---------- Records shown ----------

PR #40555, opened 2022-01-22
[10.x] Return a `Stringable` from the Translator instead of a regular string

ralphjsmit:
This pull request adds the ability to return a `Stringable` from the Translator instead of normal strings. This allows the developer to easily manipulate strings before being displayed, for example to change their case or to concatenate translations.

## Example

Consider the following translation file:

```php
return [
    'file' => 'File',
    
    'phrases' => [
        'select' => 'Select',
        'search' => 'Search',
    ]
];
```

Now, the developer wants to display the text 'Select file'. In the old situation, the developer would have to do something like this:

```blade
{{ Str::of(__('phrases.select'))->append(' ')->append(__('file'))->lower()->ucfirst() }}

// or

{{ Str::ucfirst(__('phrases.select')) }} {{ Str::lower(__('file')) }}
```

When returning a `Stringable`, the developer will now be able to do something like this:

```blade
{{ __('phrases.select')->append(' ')->append(__('file'))->lower()->ucfirst() }}
```

Another example:
```blade
{{ Str::upper(__('phrases.search')) }}

// becomes

{{ __('phrases.search')->upper() }}
```

The beauty is that PHP will always coerce a `Stringable` to a string when needed, so it will not be a big backwards incompatible change, whilst still providing developers with a lot of fluent methods on a translation. 

*I noticed that there are several validation errors failing in the testsuite. I suspect that is because of it trying to do an operation on a `Stringable` that is only allowed on a string. I've really looked into this, but I can't find the place where the problem is. I would be grateful if someone with more experience can explain where the problem lies, so that I can fix it, or if that person would be willing to fix it himself. Most likely it's only a small change somewhere in the Validator or MessageBag. Thanks!*

### DIFF
--- a/src/Illuminate/Foundation/helpers.php
+++ b/src/Illuminate/Foundation/helpers.php
@@ -823,7 +823,7 @@ if (! function_exists('trans')) {
      *
      * @param  string|null  $key
      * @param  array  $replace
-     * @param  string|null  $locale
+     * @param  Stringable|null  $locale
      * @return \Illuminate\Contracts\Translation\Translator|string|array|null
      */
     function trans($key = null, $replace = [], $locale = null)
@@ -858,7 +858,7 @@ if (! function_exists('__')) {
      *
      * @param  string|null  $key
      * @param  array  $replace
-     * @param  string|null  $locale
+     * @param  Stringable|null  $locale
      * @return string|array|null
      */
     function __($key = null, $replace = [], $locale = null)
--- a/src/Illuminate/Translation/Translator.php
+++ b/src/Illuminate/Translation/Translator.php
@@ -8,6 +8,7 @@ use Illuminate\Contracts\Translation\Translator as TranslatorContract;
 use Illuminate\Support\Arr;
 use Illuminate\Support\NamespacedItemResolver;
 use Illuminate\Support\Str;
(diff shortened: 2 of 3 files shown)


Jubeki:
It seems like the failure comes from the Validator:
```diff
78) Illuminate\Tests\Validation\ValidationValidatorTest::testFailOnFirstError
Failed asserting that two arrays are equal.
--- Expected
+++ Actual
@@ @@
 Array (
     'baz' => Array (
-        0 => 'validation.required'
+        0 => 'validation.custom.baz.required'
     )
     'age' => Array (
-        0 => 'validation.min.string'
+        0 => 'validation.custom.age.min.string'
     )
 )

D:\a\framework\framework\tests\Validation\ValidationValidatorTest.php:6914
```

(This is only one of the many failed tests)

ralphjsmit:
@Jubeki Thank you! Yes, I saw that it was coming from the Validator (and the MessageBag). It isn't removing a part like 'custom.XXXXX', but I meant more the internal part of the Validator that's responsible for this.

I noticed that if I changed only one line of the Translator (line 155) back to `return $line`, all tests work again.

taylorotwell:
Too much of a breaking change IMO.

PR #35901, opened 2021-01-15
[9.x] Remove reduceWithKeys and merge the functionality with reduce

mokhosh:
This moves `reduce` out of `Collection` and `LazyCollection` and puts it into `EnumeratesValues` as suggested by @JosephSilber.

The existing test for `reduce` has be adapted to contain asserts for both situations, with and without `$key`.

I've also moved `tap` one method down to be alphabetically correct.

@JosephSilber while I was checking the code in `EnumeratesValues` I got an idea. Can we make `reduce` higher proxy-able as well? I don't know how to do that now, but I'm willing to do it if you give me a little guidance.

PR #35878, opened 2021-01-14
[8.x] Pass $key to closure in Collection and LazyCollection's reduce method as well

mokhosh:
Following the discussion we had here https://github.com/laravel/framework/pull/35839 I've removed `reduceWithKeys` and changed the `reduce` method to pass `$key` to its closure as well as  `$value`.

The previous test is there. I've just added another test for closures that accept the key, since I thought you might want to have one assertion per test. If you prefer to have one test per method and you don't care how many assertions are in one test, we can merge the two tests.

PR #35839, opened 2021-01-10
[8.x] Add reduce with keys to collections and lazy collections

mokhosh:
This adds the method `reduceWithKeys` to `Collection`s and `LazyCollection`s.
Similar to `map` and `mapWithKeys`, this augments `reduce` to pass associative arrays' keys to its callback. We can't do that currently because php's `array_reduce` doesn't pass array keys to its callback.

So, you can do this:
```php
$data = collect([
    'name' => 'Mo Khosh',
    'username' => 'mokhosh',
]);

return $data->reduceWithKeys(function($carry, $value, $key) {
    return $carry . $key . ': ' . $value . PHP_EOL;
});
```

I tried to mirror what's already been done with `map`, `mapWithKeys`, `reduce`, and respective tests.

PR #40566, opened 2022-01-23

----------

### [Exercise directions]
The entries above are to be restated word for word.

### [Output for this exercise]
PR #40555, opened 2022-01-22
[10.x] Return a `Stringable` from the Translator instead of a regular string

ralphjsmit:
This pull request adds the ability to return a `Stringable` from the Translator instead of normal strings. This allows the developer to easily manipulate strings before being displayed, for example to change their case or to concatenate translations.

## Example

Consider the following translation file:

```php
return [
    'file' => 'File',
    
    'phrases' => [
        'select' => 'Select',
        'search' => 'Search',
    ]
];
```

Now, the developer wants to display the text 'Select file'. In the old situation, the developer would have to do something like this:

```blade
{{ Str::of(__('phrases.select'))->append(' ')->append(__('file'))->lower()->ucfirst() }}

// or

{{ Str::ucfirst(__('phrases.select')) }} {{ Str::lower(__('file')) }}
```

When returning a `Stringable`, the developer will now be able to do something like this:

```blade
{{ __('phrases.select')->append(' ')->append(__('file'))->lower()->ucfirst() }}
```

Another example:
```blade
{{ Str::upper(__('phrases.search')) }}

// becomes

{{ __('phrases.search')->upper() }}
```

The beauty is that PHP will always coerce a `Stringable` to a string when needed, so it will not be a big backwards incompatible change, whilst still providing developers with a lot of fluent methods on a translation. 

*I noticed that there are several validation errors failing in the testsuite. I suspect that is because of it trying to do an operation on a `Stringable` that is only allowed on a string. I've really looked into this, but I can't find the place where the problem is. I would be grateful if someone with more experience can explain where the problem lies, so that I can fix it, or if that person would be willing to fix it himself. Most likely it's only a small change somewhere in the Validator or MessageBag. Thanks!*

### DIFF
--- a/src/Illuminate/Foundation/helpers.php
+++ b/src/Illuminate/Foundation/helpers.php
@@ -823,7 +823,7 @@ if (! function_exists('trans')) {
      *
      * @param  string|null  $key
      * @param  array  $replace
-     * @param  string|null  $locale
+     * @param  Stringable|null  $locale
      * @return \Illuminate\Contracts\Translation\Translator|string|array|null
      */
     function trans($key = null, $replace = [], $locale = null)
@@ -858,7 +858,7 @@ if (! function_exists('__')) {
      *
      * @param  string|null  $key
      * @param  array  $replace
-     * @param  string|null  $locale
+     * @param  Stringable|null  $locale
      * @return string|array|null
      */
     function __($key = null, $replace = [], $locale = null)
--- a/src/Illuminate/Translation/Translator.php
+++ b/src/Illuminate/Translation/Translator.php
@@ -8,6 +8,7 @@ use Illuminate\Contracts\Translation\Translator as TranslatorContract;
 use Illuminate\Support\Arr;
 use Illuminate\Support\NamespacedItemResolver;
 use Illuminate\Support\Str;
(diff shortened: 2 of 3 files shown)


Jubeki:
It seems like the failure comes from the Validator:
```diff
78) Illuminate\Tests\Validation\ValidationValidatorTest::testFailOnFirstError
Failed asserting that two arrays are equal.
--- Expected
+++ Actual
@@ @@
 Array (
     'baz' => Array (
-        0 => 'validation.required'
+        0 => 'validation.custom.baz.required'
     )
     'age' => Array (
-        0 => 'validation.min.string'
+        0 => 'validation.custom.age.min.string'
     )
 )

D:\a\framework\framework\tests\Validation\ValidationValidatorTest.php:6914
```

(This is only one of the many failed tests)

ralphjsmit:
@Jubeki Thank you! Yes, I saw that it was coming from the Validator (and the MessageBag). It isn't removing a part like 'custom.XXXXX', but I meant more the internal part of the Validator that's responsible for this.

I noticed that if I changed only one line of the Translator (line 155) back to `return $line`, all tests work again.

taylorotwell:
Too much of a breaking change IMO.

PR #35901, opened 2021-01-15
[9.x] Remove reduceWithKeys and merge the functionality with reduce

mokhosh:
This moves `reduce` out of `Collection` and `LazyCollection` and puts it into `EnumeratesValues` as suggested by @JosephSilber.

The existing test for `reduce` has be adapted to contain asserts for both situations, with and without `$key`.

I've also moved `tap` one method down to be alphabetically correct.

@JosephSilber while I was checking the code in `EnumeratesValues` I got an idea. Can we make `reduce` higher proxy-able as well? I don't know how to do that now, but I'm willing to do it if you give me a little guidance.

PR #35878, opened 2021-01-14
[8.x] Pass $key to closure in Collection and LazyCollection's reduce method as well

mokhosh:
Following the discussion we had here https://github.com/laravel/framework/pull/35839 I've removed `reduceWithKeys` and changed the `reduce` method to pass `$key` to its closure as well as  `$value`.

The previous test is there. I've just added another test for closures that accept the key, since I thought you might want to have one assertion per test. If you prefer to have one test per method and you don't care how many assertions are in one test, we can merge the two tests.

PR #35839, opened 2021-01-10
[8.x] Add reduce with keys to collections and lazy collections

mokhosh:
This adds the method `reduceWithKeys` to `Collection`s and `LazyCollection`s.
Similar to `map` and `mapWithKeys`, this augments `reduce` to pass associative arrays' keys to its callback. We can't do that currently because php's `array_reduce` doesn't pass array keys to its callback.

So, you can do this:
```php
$data = collect([
    'name' => 'Mo Khosh',
    'username' => 'mokhosh',
]);

return $data->reduceWithKeys(function($carry, $value, $key) {
    return $carry . $key . ': ' . $value . PHP_EOL;
});
```

I tried to mirror what's already been done with `map`, `mapWithKeys`, `reduce`, and respective tests.

PR #40566, opened 2022-01-23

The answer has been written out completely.